----- DATASET -----
PR #231, opened 2026-06-18
ADR-227: Add BackgroundNoiseAugmentor and MicrophoneNoiseAugmentor stages

jodavis-claude:
**Work item:** ADR-227 — Implement `BackgroundNoiseAugmentor` and `MicrophoneNoiseAugmentor`, two `ModifierStage` subclasses that add environmental noise and microphone noise to `AudioSample` manifests, along with their DVC entry-point scripts.

## Changes

- `ml/pipeline/speech/background_noise_stage.py` — New file: `NoiseProvider` protocol and `BackgroundNoiseAugmentor(ModifierStage[AudioSample, AudioSample])`. `choose()` always called for hash stability; all three applied_values keys always present; `noise_start_s` bounds derived from runtime file durations via `AudioReader`.
- `ml/pipeline/speech/mic_noise_stage.py` — New file: `MicrophoneNoiseAugmentor(ModifierStage[AudioSample, AudioSample])`. Generates Gaussian noise seeded from `output_seed`. Single applied_values key: `mic_noise_amplitude`.
- `ml/pipeline/stages/speech_05_add_background_noise.py` — New entry-point: `--input-manifest-dir`, `--noise-dir`, `--output-dir`; constructs `BackgroundNoiseAugmentor` with `_DirectoryNoiseProvider`.
- `ml/pipeline/stages/speech_06_add_mic_noise.py` — New entry-point: `--input-manifest-dir`, `--output-dir`; constructs `MicrophoneNoiseAugmentor`.
- `ml/pipeline/stages/params.py` — Added `AddBackgroundNoiseParams` and `AddMicNoiseParams` dataclasses; extended `PipelineParams` and `PipelineParams.load()` to parse the new sections.
- `ml/params.yaml` — Added `stages.add_background_noise` and `stages.add_mic_noise` sections with default values.
- `ml/pipeline/speech/_doc_speech.md` — Updated stages table to include both new stages; added design decisions for `NoiseProvider`, hash-stable noise file selection, runtime duration bounds, and Gaussian mic noise seeding.
- `ml/test/pipeline/speech/test_background_noise_stage.py` — New unit tests for `BackgroundNoiseAugmentor` (applied_values keys, noise_start_s clamping, derive_id format, generate_output, skip path).
- `ml/test/pipeline/speech/test_mic_noise_stage.py` — New unit tests for `MicrophoneNoiseAugmentor` (applied_values keys, derive_id format, generate_output, skip path).
- `ml/test/pipeline/stages/test_params.py` — Added `TestAddBackgroundNoiseParamsLoad` and `TestAddMicNoiseParamsLoad` test classes.

## Design decisions

- **`choose()` is always called regardless of `should_vary`.** The noise filename is always selected and stored in `applied_values` for hash stability. Only `noise_start_s` and `noise_volume` are set to 0.0 when the variation is not applied. All three keys are always present.
- **`noise_start_s` bounds are derived at runtime from file durations.** `AudioReader` is called for both the noise file and the audio sample. When the noise file is shorter than the audio sample, `max_start_s` is forced to 0.0.
- **Async duration reads in a synchronous context.** `_get_applied_values` is synchronous per the base class contract. A `_read_duration_s()` helper detects whether a running event loop exists and uses `ThreadPoolExecutor` + `asyncio.run()` accordingly, satisfying both test and production paths.
- **Noise mixing clips to `[-1.0, 1.0]`.** The spec did not specify clipping; this is the standard approach and was recommended in the brief.
- **Gaussian mic noise** seeded from `output_seed` via `np.random.default_rng(output_seed).normal(0, amplitude, len(samples))` for reproducibility.
- **`dvc.yaml` wiring is out of scope** — deferred to ADR-231 per the brief.

### DIFF
--- a/ml/pipeline/speech/background_noise_stage.py
+++ b/ml/pipeline/speech/background_noise_stage.py
@@ -17,13 +17,17 @@ from pipeline.stages.params import AddBackgroundNoiseParams
 
 
 class NoiseProvider(Protocol):
-    """Protocol for listing available noise files.
+    """Protocol for supplying pre-loaded noise audio data.
 
-    Consistent with TtsProvider living in tts_stage.py — the protocol belongs
-    alongside the stage that uses it.
+    Implementations load and resample noise files at construction time so that
+    each call to list_files() is cheap and all returned audio uses the same
+    sample rate.
+
+    Returns a list of (filename, AudioData) pairs. The filename is used for
+    hash-stable variation selection; AudioData is used for mixing.
     """
 
-    def list_files(self) -> list[Path]: ...
+    def list_files(self) -> list[tuple[str, AudioData]]: ...
 
 
 class BackgroundNoiseAugmentor(ModifierStage[AudioSample, AudioSample]):
@@ -34,7 +38,10 @@ class BackgroundNoiseAugmentor(ModifierStage[AudioSample, AudioSample]):
     noise_volume is set to 0.0 when the noise is not applied. noise_start_s
     is always 0.0 (noise always mixed from the start of the noise file).
 
-    Noise mixing: slice noise at noise_start_s for len(audio) samples,
+    When noise_volume == 0.0, the input sample is returned unchanged — no
+    file is written and no I/O occurs.
+
+    Noise mixing (when applied): slice noise for len(audio) samples,
     zero-pad if noise is shorter, multiply by noise_volume, add, clip to [-1.0, 1.0].
     """
 
@@ -45,7 +52,6 @@ class BackgroundNoiseAugmentor(ModifierStage[AudioSample, AudioSample]):
         audio_reader: AudioReader,
         audio_writer: AudioWriter,
         input_dir: Path,
-        noise_dir: Path,
         noise_provider: NoiseProvider,
         params: AddBackgroundNoiseParams,
     ) -> None:
@@ -53,7 +59,6 @@ class BackgroundNoiseAugmentor(ModifierStage[AudioSample, AudioSample]):
         self._audio_reader = audio_reader
         self._audio_writer = audio_writer
         self._input_dir = input_dir
-        self._noise_dir = noise_dir
         self._noise_provider = noise_provider
         self._vary_probability = params.vary_probability
         self._volume_filter = MinMaxFilter(params.volume_min, params.volume_max, precision=2)
@@ -62,9 +67,9 @@ class BackgroundNoiseAugmentor(ModifierStage[AudioSample, AudioSample]):
         self, sample: AudioSample, generator: VariationGenerator
     ) -> dict[str, Any]:
         # Always choose a noise file for hash stability, even when not applied.
-        # list_files() is called once; _noise_dir resolves the full path.
-        noise_files = sorted([p.name for p in self._noise_provider.list_files()])
-        noise_file: str = generator.choose("noise_file", noise_files)
+        # list_files() returns pre-loaded (name, AudioData) pairs.
+        noise_items = self._noise_provider.list_files()
+        noise_file: str = generator.choose("noise_file", sorted([name for name, _ in noise_items]))
 
         if generator.should_vary("noise", self._vary_probability):
             noise_volume = generator.generate("noise_volume", self._volume_filter)
@@ -91,30 +96,41 @@ class BackgroundNoiseAugmentor(ModifierStage[AudioSample, AudioSample]):
         applied_values: dict[str, Any],
         parent_content_hash: str,
     ) -> AudioSample:
+        noise_volume: float = applied_values["noise_volume"]
+
+        # When not applied, return the input sample unchanged — no I/O.
+        if noise_volume == 0.0:
+            return input_sample
+
         noise_file: str = applied_values["noise_file"]
         noise_start_s: float = applied_values["noise_start_s"]
-        noise_volume: float = applied_values["noise_volume"]
 
         input_path = self._input_dir / input_sample.path
         audio = await self._audio_reader.read(input_path)
 
-        if noise_volume > 0.0:
-            noise_path = self._noise_dir / noise_file
-            noise_audio = await self._audio_reader.read(noise_path)
+        # Look up the pre-loaded noise audio from the provider.
+        noise_items = self._noise_provider.list_files()
+        noise_audio = next(data for name, data in noise_items if name == noise_file)
 
-            start_sample = int(noise_start_s * noise_audio.sample_rate)
-            n_needed = len(audio.samples)
-            noise_slice = noise_audio.samples[start_sample: start_sample + n_needed]
+        if noise_audio.sample_rate != audio.sample_rate:
+            raise ValueError(
+                f"Noise file '{noise_file}' has sample_rate {noise_audio.sample_rate} Hz "
+                f"but input audio has sample_rate {audio.sample_rate} Hz. "
+                f"Configure _DirectoryNoiseProvider with the pipeline sample_rate so that "
+                f"noise files are resampled at load time."
+            )
 
-            # Zero-pad if noise slice is shorter than audio
-            if len(noise_slice) < n_needed:
-                noise_slice = np.pad(noise_slice, (0, n_needed - len(noise_slice)))
+        start_sample = int(noise_start_s * noise_audio.sample_rate)
+        n_needed = len(audio.samples)
+        noise_slice = noise_audio.samples[start_sample: start_sample + n_needed]
 
-            output_samples: np.ndarray = np.clip(
-                audio.samples + noise_volume * noise_slice, -1.0, 1.0
-            ).astype(np.float32)
-        else:
-            output_samples = audio.samples
+        # Zero-pad if noise slice is shorter than audio
+        if len(noise_slice) < n_needed:
+            noise_slice = np.pad(noise_slice, (0, n_needed - len(noise_slice)))
+
+        output_samples: np.ndarray = np.clip(
+            audio.samples + noise_volume * noise_slice, -1.0, 1.0
+        ).astype(np.float32)
 
         self._output_dir.mkdir(parents=True, exist_ok=True)
         output_path = conventions.sample_file_path(self._output_dir, output_id, "wav")
--- a/ml/pipeline/speech/background_noise_stage.py
+++ b/ml/pipeline/speech/background_noise_stage.py
@@ -1,0 +1,181 @@
+"""BackgroundNoiseAugmentor: mix environmental noise into WAV audio samples.
+
+noise_file is always chosen (choose() always called) for hash stability, even when
+not applied. noise_start_s and noise_volume are stored as 0.0 when should_vary
+returns False. All three keys (noise_file, noise_start_s, noise_volume) are always
+present in every applied_values dict.
+
+noise_start_s bounds are derived from file durations: both the noise file and the
+audio sample file are read to compute max_start_s = noise_duration_s - audio_duration_s.
+When the noise file is shorter than the audio sample, max_start_s is negative and
+clamped to 0.0 (min and max both 0.0).
+"""
+
+from __future__ import annotations
+
+import asyncio
+import concurrent.futures
+from pathlib import Path
+from typing import Any, Protocol
+
+import numpy as np
+
+from pipeline.core.manifest import ManifestStore
+from pipeline.core.modifier_stage import ModifierStage
+from pipeline.core.randomization import MinMaxFilter, VariationGenerator
+from pipeline.core.sample import AudioSample
+from pipeline.io.audio_io import AudioData, AudioReader, AudioWriter
+from pipeline.stages import conventions
+from pipeline.stages.params import AddBackgroundNoiseParams
+
+
+class NoiseProvider(Protocol):
+    """Protocol for listing available noise files.
+
+    Consistent with TtsProvider living in tts_stage.py — the protocol belongs
+    alongside the stage that uses it.
+    """
+
+    def list_files(self) -> list[Path]: ...
+
+
+def _read_duration_s(audio_reader: AudioReader, path: Path) -> float:
+    """Read a file and return its duration in seconds.
+
+    Handles both a running event loop (uses a thread executor) and no loop
+    (uses asyncio.run()).
+    """
+    async def _read() -> float:
+        data = await audio_reader.read(path)
+        return len(data.samples) / data.sample_rate
+
+    try:
+        loop = asyncio.get_running_loop()
+    except RuntimeError:
+        # No running loop — safe to call asyncio.run()
+        return asyncio.run(_read())
+
+    # Inside a running loop — run in a thread to avoid blocking the loop
+    with concurrent.futures.ThreadPoolExecutor(max_workers=1) as executor:
+        future = executor.submit(asyncio.run, _read())
+        return future.result()
+
+
+class BackgroundNoiseAugmentor(ModifierStage[AudioSample, AudioSample]):
+    """Augmentation stage that mixes environmental noise into WAV samples.
+
+    The noise file is always chosen (even when not applied) so that the
+    content hash remains stable across configuration changes. Only
+    noise_start_s and noise_volume are set to 0.0 when the noise is not applied.
+
+    Noise mixing algorithm: slice noise at noise_start_s for len(audio) samples,
+    zero-pad if noise is shorter after the slice, multiply by noise_volume, add to
+    audio samples, then clip to [-1.0, 1.0].
+
+    input_dir is the directory containing the input WAV files referenced by
+    AudioSample.path. This is typically the output directory of the preceding stage.
+    """
+
+    def __init__(
+        self,
+        output_dir: Path,
+        manifest_store: ManifestStore,
+        audio_reader: AudioReader,
+        audio_writer: AudioWriter,
+        input_dir: Path,
+        noise_provider: NoiseProvider,
+        params: AddBackgroundNoiseParams,
+    ) -> None:
+        super().__init__(output_dir, manifest_store)
+        self._audio_reader = audio_reader
+        self._audio_writer = audio_writer
+        self._input_dir = input_dir
+        self._noise_provider = noise_provider
+        self._vary_probability = params.vary_probability
+        self._volume_filter = MinMaxFilter(params.volume_min, params.volume_max, precision=2)
+
+    def _get_applied_values(
+        self, sample: AudioSample, generator: VariationGenerator
+    ) -> dict[str, Any]:
+        # Always choose a noise file for hash stability
+        noise_files = sorted([p.name for p in self._noise_provider.list_files()])
+        noise_file: str = generator.choose("noise_file", noise_files)
+
+        if generator.should_vary("noise", self._vary_probability):
+            # Derive noise_start_s bounds from file durations
+            noise_path = self._noise_provider.list_files()[0].parent / noise_file
+            audio_path = self._input_dir / sample.path
+
+            noise_duration_s = _read_duration_s(self._audio_reader, noise_path)
+            audio_duration_s = _read_duration_s(self._audio_reader, audio_path)
+
+            max_start_s = noise_duration_s - audio_duration_s
+            clamped_max = max(0.0, max_start_s)
+            start_filter = MinMaxFilter(0.0, clamped_max, precision=2)
+            noise_start_s = generator.generate("noise_start_s", start_filter)
+            noise_volume = generator.generate("noise_volume", self._volume_filter)
+        else:
+            noise_start_s = 0.0
+            noise_volume = 0.0
+
+        return {
+            "noise_file": noise_file,
+            "noise_start_s": float(noise_start_s),
+            "noise_volume": float(noise_volume),
+        }
+
+    def _derive_id(self, input_sample: AudioSample, applied_values: dict[str, Any]) -> str:
+        noise_file: str = applied_values["noise_file"]
+        noise_volume: float = applied_values["noise_volume"]
+        noise_filestem = Path(noise_file).stem
+        return f"{input_sample.id}_{noise_filestem}_v{int(noise_volume * 100)}"
+
+    async def _generate_output(
+        self,
+        input_sample: AudioSample,
+        output_id: str,
+        output_seed: int,
+        applied_values: dict[str, Any],
+        parent_content_hash: str,
+    ) -> AudioSample:
+        noise_file: str = applied_values["noise_file"]
+        noise_start_s: float = applied_values["noise_start_s"]
+        noise_volume: float = applied_values["noise_volume"]
+
+        input_path = self._input_dir / input_sample.path
+        audio = await self._audio_reader.read(input_path)
+        output_samples = audio.samples.copy()
+
+        if noise_volume > 0.0:
+            # Resolve noise file path via provider
+            noise_path = self._noise_provider.list_files()[0].parent / noise_file
+            noise_audio = await self._audio_reader.read(noise_path)
+
+            start_sample = int(noise_start_s * noise_audio.sample_rate)
+            n_needed = len(output_samples)
+            noise_slice = noise_audio.samples[start_sample: start_sample + n_needed]
+
+            # Zero-pad if noise slice is shorter than audio
+            if len(noise_slice) < n_needed:
+                noise_slice = np.pad(noise_slice, (0, n_needed - len(noise_slice)))
+
+            output_samples = output_samples + noise_volume * noise_slice
+            output_samples = np.clip(output_samples, -1.0, 1.0).astype(np.float32)
+
+        self._output_dir.mkdir(parents=True, exist_ok=True)
+        output_path = conventions.sample_file_path(self._output_dir, output_id, "wav")
+        await self._audio_writer.write(output_path, AudioData(samples=output_samples, sample_rate=audio.sample_rate))
+
+        content_hash = self._compute_content_hash(
+            parent_content_hash, output_seed, applied_values
+        )
+
+        return AudioSample(
+            id=output_id,
+            seed=output_seed,
+            content_hash=content_hash,
+            path=Path(f"{output_id}.wav"),
+            parent_content_hash=parent_content_hash,
+            transcript=input_sample.transcript,
+            applied_values=applied_values,
+        )
--- a/ml/pipeline/speech/background_noise_stage.py
+++ b/ml/pipeline/speech/background_noise_stage.py
@@ -9,6 +9,14 @@ noise_start_s bounds are derived from file durations: both the noise file and th
 audio sample file are read to compute max_start_s = noise_duration_s - audio_duration_s.
 When the noise file is shorter than the audio sample, max_start_s is negative and
 clamped to 0.0 (min and max both 0.0).
+
+_noise_dir is stored directly in the constructor and used to resolve noise file
+paths, eliminating redundant list_files() calls and the IndexError risk from an
+empty noise directory.
+
+_read_duration_s runs the async read in a thread executor when called from a running
+event loop, using the lambda form (executor.submit(lambda: asyncio.run(...))) to avoid
+passing a pre-created coroutine to asyncio.run in another thread.
 """
 
 from __future__ import annotations
@@ -42,22 +50,29 @@ class NoiseProvider(Protocol):
 def _read_duration_s(audio_reader: AudioReader, path: Path) -> float:
     """Read a file and return its duration in seconds.
 
-    Handles both a running event loop (uses a thread executor) and no loop
-    (uses asyncio.run()).
+    When called outside a running event loop, uses asyncio.run() directly.
+    When called from within a running event loop (e.g. from a synchronous
+    method invoked by an async caller), runs asyncio.run() in a thread executor
+    so the loop thread is not blocked. Uses the lambda form
+    (executor.submit(lambda: asyncio.run(_read()))) to create the coroutine
+    inside the worker thread, avoiding passing a pre-created coroutine across
+    threads.
     """
     async def _read() -> float:
         data = await audio_reader.read(path)
         return len(data.samples) / data.sample_rate
 
     try:
-        loop = asyncio.get_running_loop()
+        asyncio.get_running_loop()
     except RuntimeError:
-        # No running loop — safe to call asyncio.run()
+        # No running loop — safe to call asyncio.run() directly
         return asyncio.run(_read())
 
-    # Inside a running loop — run in a thread to avoid blocking the loop
+    # Inside a running loop — run in a thread to avoid blocking the loop.
+    # The lambda creates the coroutine inside the worker thread so a fresh
+    # event loop is used per asyncio.run() call.
     with concurrent.futures.ThreadPoolExecutor(max_workers=1) as executor:
-        future = executor.submit(asyncio.run, _read())
+        future = executor.submit(lambda: asyncio.run(_read()))
         return future.result()
 
 
@@ -74,6 +89,10 @@ class BackgroundNoiseAugmentor(ModifierStage[AudioSample, AudioSample]):
 
     input_dir is the directory containing the input WAV files referenced by
     AudioSample.path. This is typically the output directory of the preceding stage.
+
+    noise_dir is the directory containing noise WAV files. Stored directly rather
+    than derived from NoiseProvider.list_files()[0].parent to avoid redundant
+    filesystem calls and IndexError on an empty directory.
     """
 
     def __init__(
@@ -83,6 +102,7 @@ class BackgroundNoiseAugmentor(ModifierStage[AudioSample, AudioSample]):
         audio_reader: AudioReader,
         audio_writer: AudioWriter,
         input_dir: Path,
+        noise_dir: Path,
         noise_provider: NoiseProvider,
         params: AddBackgroundNoiseParams,
     ) -> None:
@@ -90,6 +110,7 @@ class BackgroundNoiseAugmentor(ModifierStage[AudioSample, AudioSample]):
         self._audio_reader = audio_reader
         self._audio_writer = audio_writer
         self._input_dir = input_dir
+        self._noise_dir = noise_dir
         self._noise_provider = noise_provider
         self._vary_probability = params.vary_probability
         self._volume_filter = MinMaxFilter(params.volume_min, params.volume_max, precision=2)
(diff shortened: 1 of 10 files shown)


ml/pipeline/speech/background_noise_stage.py
```diff
@@ -0,0 +1,181 @@
...
+    try:
+        loop = asyncio.get_running_loop()
+    except RuntimeError:
+        # No running loop — safe to call asyncio.run()
+        return asyncio.run(_read())
+
+    # Inside a running loop — run in a thread to avoid blocking the loop
+    with concurrent.futures.ThreadPoolExecutor(max_workers=1) as executor:
+        future = executor.submit(asyncio.run, _read())
+        return future.result()
```
jodavis-claude: **Correctness: `future.result()` blocks the event loop thread.**

`_get_applied_values` is called synchronously from within `transform()`, which runs on the event loop. Calling `future.result()` here blocks the event loop thread for the entire duration of the thread-pool execution. While this does not cause a deadlock (because `asyncio.run(_read())` creates a separate event loop in the worker thread, and `LibrosaAudioReader` uses that thread's loop), it does mean file I/O from all duration reads blocks the event loop. For production workloads with many samples this is proportional to `2 × n_samples × disk_latency`.

Additionally, `executor.submit(asyncio.run, _read())` passes a pre-created coroutine to `asyncio.run` in the thread, which is valid Python — but the pattern is fragile. A safer and clearer form would be:
```python
future = executor.submit(lambda: asyncio.run(_read()))
```

The deeper design issue is that `_get_applied_values` is doing file I/O. The CONTRIBUTING.md guideline says async-backed data should be fetched up front, not scattered through processing logic. The duration reads (used only to compute `noise_start_s` bounds) would be cleaner in `_generate_output`, which is already async. That would mean `_get_applied_values` defers the bounds computation, and `_generate_output` applies it — which requires either passing the durations through or restructuring so that `noise_start_s` is computed in `_generate_output` using already-awaited audio data. This is a design constraint worth tracking even if it's inherited from the brief.

This is flagged as a Priority 1 issue because `future.result()` blocking the event loop thread is the Python equivalent of calling `.Result` on a Task from async context, which CONTRIBUTING.md explicitly prohibits for async code paths.

ml/pipeline/speech/background_noise_stage.py
```diff
@@ -0,0 +1,181 @@
...
+    def _get_applied_values(
+        self, sample: AudioSample, generator: VariationGenerator
+    ) -> dict[str, Any]:
+        # Always choose a noise file for hash stability
+        noise_files = sorted([p.name for p in self._noise_provider.list_files()])
+        noise_file: str = generator.choose("noise_file", noise_files)
+
+        if generator.should_vary("noise", self._vary_probability):
+            # Derive noise_start_s bounds from file durations
+            noise_path = self._noise_provider.list_files()[0].parent / noise_file
```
-----
# [WHAT NEEDS TO BE DONE]
From the start of the data to the line that holds "always called for", retype each line exactly, with both ends included.

# [SOLUTION FOR THIS TASK]
PR #231, opened 2026-06-18
ADR-227: Add BackgroundNoiseAugmentor and MicrophoneNoiseAugmentor stages

jodavis-claude:
**Work item:** ADR-227 — Implement `BackgroundNoiseAugmentor` and `MicrophoneNoiseAugmentor`, two `ModifierStage` subclasses that add environmental noise and microphone noise to `AudioSample` manifests, along with their DVC entry-point scripts.

## Changes

- `ml/pipeline/speech/background_noise_stage.py` — New file: `NoiseProvider` protocol and `BackgroundNoiseAugmentor(ModifierStage[AudioSample, AudioSample])`. `choose()` always called for hash stability; all three applied_values keys always present; `noise_start_s` bounds derived from runtime file durations via `AudioReader`.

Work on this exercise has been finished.